PR #2040, opened 2024-01-24
CMR-9591: Write a memory dump on exist if requested 

jceaser:
1. Write a memory dump to the file system if sent a `kill -15 <pid>`. This memory dump can then be loaded into visual vm for analyses.
2. RefreshKmsCacheJob now uses a try/catch and writes a short error message if an exception is thrown to shorten the logs. This normally happens locally when starting CMR
3. Adding a new way to make local configurations through refresh_persistent_settings.clj which will not trigger a file change in git status

### DIFF
--- a/common-app-lib/src/cmr/common_app/app_events.clj
+++ b/common-app-lib/src/cmr/common_app/app_events.clj
@@ -1,0 +1,74 @@
+(ns cmr.common-app.app-events
+  "Common events which applications can use when starting and stopping."
+  (:require
+   [clojure.java.io :as io]
+   [cmr.common-app.config :as config]
+   [cmr.common.log :refer [debugf infof warnf errorf]]))
+
+;;;;;;;;;;;;;;;;;;;;;;;;;;;;;;;;;;;;;;;;;;;;;;;;;;;;;;;;;;;;;;;;;;;;;;;;;;;;;;;;
+
+(import 'com.sun.management.HotSpotDiagnosticMXBean)
+(import 'java.lang.management.ManagementFactory)
+
+;;
+;; The internet suggests the following as how one would write the dump file in java:
+;;
+;;public static void dumpHeap (String filePath, boolean live) throws IOException {
+;;  MBeanServer server = ManagementFactory.getPlatformMBeanServer ();
+;;  HotSpotDiagnosticMXBean mxBean = ManagementFactory.newPlatformMXBeanProxy (server,
+;;      "com.sun.management:type=HotSpotDiagnostic", HotSpotDiagnosticMXBean.class);
+;;   mxBean.dumpHeap (filePath, live);
+;;}
+
+(defn- dump-heap
+  "Write a diagnostics file to the file system for analysis in Visual VM"
+  [^String app-name ^String file-path ^java.lang.Boolean live]
+  (let [bean (-> (ManagementFactory/getPlatformMBeanServer)
+                 (ManagementFactory/newPlatformMXBeanProxy "com.sun.management:type=HotSpotDiagnostic"
+                                                           HotSpotDiagnosticMXBean))]
+    (try
+      (when (.exists (io/file file-path))
+        (warnf (format "dump-heap: %s deleting diagnostic file %s." app-name file-path))
+        (io/delete-file file-path))
+      (.dumpHeap bean file-path live)
+      (infof "dump-heap: %s finished creating diagnostic file %s." app-name file-path)
+      (catch Exception err
+        (errorf "dump-heap: %s because %s" app-name (.getMessage err))))))
+
+(defn- writeDump
+  "A call back function which writes a diagnostics file if the application config
+   dump-diagnostics-on-exist-to has been set to a file path. To test this out,
+   run the following commands:
+   >CMR_DUMP_DIAGNOSTICS_ON_EXIT_TO='/tmp/dump-test.hprof'
+       java -cp cmr-search-app-0.1.0-SNAPSHOT-standalone.jar clojure.main
+       -m cmr.search.runner
+   >kill -15 $(jps | grep main | cut -f 1 -d ' ')"
+  [app-name]
+  (let [path-to-file (config/dump-diagnostics-on-exit-to)]
+    (infof "dump-heap: %s is writing a diagnostic file to %s..." app-name path-to-file)
+    (dump-heap app-name path-to-file false)))
+
+;;;;;;;;;;;;;;;;;;;;;;;;;;;;;;;;;;;;;;;;;;;;;;;;;;;;;;;;;;;;;;;;;;;;;;;;;;;;;;;;
+
+(defn stop-on-exit-hook
+  "Add a shutdown hook to call the CMR app stop command found in most if not all
+   CMR microservices. Caller must supply a function that calls the application's
+   stop function such as: #(cmr.search.system/stop system)"
+  [app-name stop-thread]
+  (.addShutdownHook (Runtime/getRuntime) (new Thread stop-thread)))
+
+(defn dump-on-exit-hook
+  "Add a shutdown hook to the current run time which will write a memory dump file
+   if the app has been configured to do so. Set the config dump-diagnostics-on-exist-to
+   a path to the file the log should be saved to."
+  [app-name]
+  (let [path-to-file (config/dump-diagnostics-on-exit-to)]
+    (when-not (empty? path-to-file)
+      (debugf "dump-heap: %s Will write a diagnostic file to %s on exit." app-name path-to-file)
+      (.addShutdownHook (Runtime/getRuntime) (new Thread #(writeDump app-name))))))
+
+(comment
+  ;; use these to create a memory file locally for use in Visual VM
+  (config/set-dump-diagnostics-on-exit-to! "/tmp/dump-auto.txt")
+  (dump-heap "/tmp/dump.txt" true)
+  (dump-heap "/tmp/dump.hprof" false))
--- a/common-app-lib/src/cmr/common_app/services/kms_fetcher.clj
+++ b/common-app-lib/src/cmr/common_app/services/kms_fetcher.clj
@@ -91,7 +91,13 @@
 ;; Job for refreshing the KMS keywords cache. Only one node needs to refresh the cache.
 (def-stateful-job RefreshKmsCacheJob
   [_ system]
-  (refresh-kms-cache {:system system}))
+  (try
+    ;; Locally KMS may not be configured or ready to go, in this case a bad URL
+    ;; May exist. Trap the error and print out a shorter message to shorten the
+    ;; logs
+    (refresh-kms-cache {:system system})
+    (catch java.net.MalformedURLException mue
+      (error "Malformed URL"  (.getMessage  mue)))))
 
 (defn refresh-kms-cache-job
   "The singleton job that refreshes the KMS cache. The keywords are infrequently updated by the
--- a/common-lib/src/cmr/common/system.clj
+++ b/common-lib/src/cmr/common/system.clj
@@ -2,7 +2,7 @@
   "Contains helper functions for application systems."
   (:require
    [cmr.common.lifecycle :as lifecycle]
-   [cmr.common.log :as log :refer (debug info warn error)]))
+   [cmr.common.log :as log :refer (debug info warn error reportf)]))
 
 (defn stop
   "Stops the system using the given component order."
@@ -46,19 +46,19 @@
   starting and started"
   [system-name component-order]
   (fn [s]
-    (info (str system-name " System starting"))
+    (reportf "%s System starting" system-name)
     (try
       (start s component-order)
       (finally
-        (info (str system-name " System started"))))))
+        (reportf "%s System started" system-name)))))
 
 (defn stop-fn
   "Creates a generic system stop function that logs when the system is stopping
   and stopped"
   [system-name component-order]
   (fn [s]
-    (info (str system-name " System stopping"))
+    (reportf "%s System stopping" system-name)
     (try
       (stop s component-order)
       (finally
-        (info (str system-name " System stopped"))))))
+        (reportf "%s System stopped" system-name)))))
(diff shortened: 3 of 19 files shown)


common-app-lib/src/cmr/common_app/services/kms_fetcher.clj
johnwteague, line 1: This seems unrelated to the ticket, is it?

common-lib/src/cmr/common/system.clj
```diff
@@ -46,19 +46,19 @@
   starting and started"
   [system-name component-order]
   (fn [s]
-    (info (str system-name " System starting"))
+    (reportf "%s System starting" system-name)
```
johnwteague, line 49: Are you changing the level categorization from INFO to REPORT here? If so, why?

dev-system/dev/refresh_persistent_settings.clj
```diff
@@ -1,14 +1,39 @@
...
+   This file is only read at initial launch of CMR, (user/reset) will not pickup
+   changes.
+   "
+  [which default]
+  (let [home (System/getProperty "user.dir")
+        file-path (format "%s/local.edn" home)
+        exists (.exists (io/file file-path))
+        local-settings (if exists (read-string (slurp file-path)) {})
+        settings (get local-settings which default)]
+    ;; Aggresivly display that settings are being set from this process
```
johnwteague, line 30: typo "aggressively"

common-app-lib/src/cmr/common_app/app_events.clj
```diff
@@ -0,0 +1,74 @@
...
+;;public static void dumpHeap (String filePath, boolean live) throws IOException {
+;;  MBeanServer server = ManagementFactory.getPlatformMBeanServer ();
+;;  HotSpotDiagnosticMXBean mxBean = ManagementFactory.newPlatformMXBeanProxy (server,
+;;      "com.sun.management:type=HotSpotDiagnostic", HotSpotDiagnosticMXBean.class);
+;;   mxBean.dumpHeap (filePath, live);
+;;}
+
+(defn- dump-heap
+  "Write a diagnostics file to the file system for analysis in Visual VM"
+  [^String app-name ^String file-path ^java.lang.Boolean live]
```
johnwteague, line 25: Am I correct that the file-path is configuration driven only and so the name of the resulting dump file is not built from the app-name, or am I overlooking that here? It looks like the app-name (set as instance-name below I think?) is only used for the message events?
This might be a question for the follow-up ticket (where we write the dump file to some external and accessible location) but thinking that we probably want the dump file name to be unique and identify the source task; you already create the unique (ish) instance-name.

search-app/src/cmr/search/system.clj
```diff
@@ -164,20 +165,16 @@
   "Performs side effects to initialize the system, acquire resources,
   and start it running. Returns an updated instance of the system."
   [this]
-  (info "search System starting")
```
johnwteague, line 167: Why are you removing these start/stop info log events?

search-app/src/cmr/search/runner.clj
```diff
@@ -1,12 +1,13 @@
...
+  "Entry point for the application. Defines a main method that accepts arguments."
+  (:require [cmr.common-app.app-events :as events]
+            [cmr.common.config :as cfg]
+            [cmr.search.system :as system]))
 
 (defn -main
   "Starts the App."
   [& args]
   (let [system (system/start (system/create-system))]
-    (info "Running...")
```
johnwteague, line 11: Why remove this log event?

ingest-app/src/cmr/ingest/runner.clj
```diff
@@ -1,16 +1,14 @@
...
-            [cmr.ingest.api.routes :as routes]
+            [cmr.common-app.app-events :as events]
             [cmr.common.config :as cfg])
   (:gen-class))
 
 (defn -main
   "Starts the App."
   [& args]
   (let [system (system/start (system/create-system))]
-    (info "Running...")
```
johnwteague, line 15: Why remove this log event? (same question in multiple places).  I assume you are cleaning up, guess I'll just ask you to confirm that you are removing redundant messaging then.

ingest-app/src/cmr/ingest/runner.clj
```diff
@@ -1,16 +1,14 @@
...
-    (cfg/check-env-vars)))
+    (cfg/check-env-vars)
+    (events/stop-on-exit-hook (:instance-name system) #(system/stop system))
+    (events/dump-on-exit-hook (:instance-name system))))
```
johnwteague, line 14: So does dump-on-exit get invoked (and the dump file created if configured to do so) for _all_  shutdowns? Hm. Maybe I should take this question up outside of the PR.

common-app-lib/src/cmr/common_app/app_events.clj
```diff
@@ -0,0 +1,74 @@
...
+                 (ManagementFactory/newPlatformMXBeanProxy "com.sun.management:type=HotSpotDiagnostic"
+                                                           HotSpotDiagnosticMXBean))]
+    (try
+      (when (.exists (io/file file-path))
+        (warnf (format "dump-heap: %s deleting diagnostic file %s." app-name file-path))
+        (io/delete-file file-path))
+      (.dumpHeap bean file-path live)
+      (infof "dump-heap: %s finished creating diagnostic file %s." app-name file-path)
+      (catch Exception err
+        (errorf "dump-heap: %s because %s" app-name (.getMessage err))))))
```
johnwteague, line 36: Does the dump-heap take long to complete? Any chance of it getting "stuck" so that the shutdown hangs?

common-app-lib/src/cmr/common_app/app_events.clj
jceaser: app-name is used for the logs to report which app (search vs ingest) is doing this. I have to have this as a parameter because I put this code in common-app-lib instead of having a copy in each app.

file-path is passed in and decided by the caller.

common-app-lib/src/cmr/common_app/app_events.clj
jceaser: it has not taken long for me, but it could hang sure. I think that AWS would just kill more aggressively in that case. I could time it if you like and write the time out.

common-app-lib/src/cmr/common_app/services/kms_fetcher.clj
jceaser: your right, it is, but I have been passing this along for some time and it gets in the way of debugging and development when I have to wade through these false errors.

ingest-app/src/cmr/ingest/runner.clj
jceaser: a kill -9 never gets here, that is done at the OS level, a kill -15 and control-c (local) show up here.

ingest-app/src/cmr/ingest/runner.clj
jceaser: it is redundant with the alerts in common-lib/src/cmr/common/system.cl

search-app/src/cmr/search/runner.clj
jceaser: I found it is redundant with another log, common-lib/src/cmr/common/system.clj

search-app/src/cmr/search/system.clj
jceaser: common-lib/src/cmr/common/system.clj should handle this

common-lib/src/cmr/common/system.clj
jceaser: I'm condensing two logs into one, these fire for the start and stop events and look redundant with the others. As for why the level, I think it is important to always know if a server is going up and down. I don't think this adds that much to logs as it happens just once. I also think it is needed to debug which sever has failed to come up locally. (we run in info on AWS from what I understand, so no change to production, only locally where I think it is important to see that the boot process has failed to start properly).

jceaser: one problem I have with a bunch of these logs is that there is no way of connecting which search node is going down. I added :instance-name to the system object and would like to look into using that to be able to better report which node is shutting down, or more important, being able to count exactly how many match start ups and shutdowns there are so we can tell how AWS killed the software (forcibly or gracefully).

common-app-lib/src/cmr/common_app/app_events.clj
```diff
@@ -0,0 +1,74 @@
...
+       -m cmr.search.runner
+   >kill -15 $(jps | grep main | cut -f 1 -d ' ')"
+  [app-name]
+  (let [path-to-file (config/dump-diagnostics-on-exit-to)]
+    (infof "dump-heap: %s is writing a diagnostic file to %s..." app-name path-to-file)
+    (dump-heap app-name path-to-file false)))
+
+;;;;;;;;;;;;;;;;;;;;;;;;;;;;;;;;;;;;;;;;;;;;;;;;;;;;;;;;;;;;;;;;;;;;;;;;;;;;;;;;
+
+(defn stop-on-exit-hook
```
TylerHeald1, line 53: Will using this hook function make sure that the stop command is actually run in the microservices? I know that until now searching for "system stopped" in logs doesn't really show anything

common-lib/src/cmr/common/system.clj
johnwteague: OK. Currently the task IP address is emitted with the log message. Any improvement you add to help identify the task is fine by me.
2024-01-23T21:56:11.949Z ip-10-6-65-205.ec2.internal INFO [cmr.search.system:?] - search System starting

common-app-lib/src/cmr/common_app/services/kms_fetcher.clj
johnwteague: Ok

common-app-lib/src/cmr/common_app/app_events.clj
johnwteague: Yeah, I think my point was that we are writing the same file name, which is defined by a configuration item rather than creating a coredump file name, dynamically, which serves to identify the app source. So every dump file, created from each of the tasks on every shutdown will have the same name.

search-app/src/cmr/search/runner.clj
johnwteague: You mean there are multiple logs with the same info? What's the text of the common-lib/src/cmr/common/system.clj log?

common-app-lib/src/cmr/common_app/app_events.clj
jceaser: yes, that is a problem locally, I can change that

ingest-app/src/cmr/ingest/runner.clj
johnwteague: Yeah, I understand. My question is one of how to manage the all of the dump files we don't care about (nominal shutdown) vs the ones we do care about (AWS Fargate sends the SIGTERM prior to the SIGKILL). The real value of this ticket and functionality is that we capture the stack trace at the time of task failure, during Fargate initiated termination. We need to be able to separate the wheat from the chaff, since the task (and we have 7 of them for Search and Ingest) will create this file everytime we deploy.
This needs to be taken up as part of the next ticket, which notionally is simply "writing the file to some accessible place" but really also needs to be identification and management so that we don't overwrite the files we want to preserve for investigation with those which are just generated as part of the normal shutdown process.

common-app-lib/src/cmr/common_app/app_events.clj
jceaser: yes, it should, unless something uses either kill -9 or the Task is blown away at the top. AWS should try to shutdown nicely, if that is the case we will see our shutdown messages. Locally I test this with `kill -15`.

common-app-lib/src/cmr/common_app/app_events.clj
johnwteague: Capturing the time might be interesting yeah, thanks. And yeah, I'd expect that AWS would kill the task if shutdown hung for any reason, including this.

common-app-lib/src/cmr/common_app/app_events.clj
johnwteague: Hm, well, ok, that was kinda my question. Are you using the app specific name as part of the target file? Bc it doesn't look like path-to-file (dump-heap app-name path-to-file false))) includes the app-name? Sorry for not seeing it, but where is that used in the file name? (obv you have generated these files so know what the name is)

common-app-lib/src/cmr/common_app/app_events.clj
johnwteague: We will know when we deploy and then re-deploy, initiating shutdown. We may not know what happens in "bad" situations until one occurs naturally however.

johnwteague (approved):

common-app-lib/src/cmr/common_app/app_events.clj
jceaser: I reworked some of this (the logging) to be more clear, now all apps will report in the same way, not just the two I originally added the SIGTERM response to. The file name should be unique to application if your running multiple applications.

ingest-app/src/cmr/ingest/runner.clj
jceaser: I don't have a way to do that. The process to turn on the dump is an ENV variable that is only settable at deploy time, however, I could check some other resource or provide an end point you could hit to toggle the behavior on. In fact, I don't see why that would be a problem, to write an end point (like clear cache) that you hit when you want to start capturing dumps.

common-app-lib/src/cmr/common_app/app_events.clj
jceaser: right. I'm very interested in seeing how this behaves in the real world.

TylerHeald1 (approved):

common-app-lib/src/cmr/common_app/app_events.clj
johnwteague: Ok, thanks. But I think we will revisit this in the next ticket. Also, picking a random number between 0,1000 doesn't guarantee uniqueness so it may or may not actually generate 1000 discrete filenames. Timestamp may be the better way to go. 
>even if you're running multiple Tasks in AWS 
Note, it's very uncommon for us to only have a single task instance for any deployed CMR service in any environment. Bootstrap is the only one I can think of bc that's kinda treated as a singleton.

→ WHAT IS BEING ASKED
Every line in the listing above that mentions "found" should be returned.

→ RESULT FOR THIS TASK
+  "Add a shutdown hook to call the CMR app stop command found in most if not all
jceaser: I found it is redundant with another log, common-lib/src/cmr/common/system.clj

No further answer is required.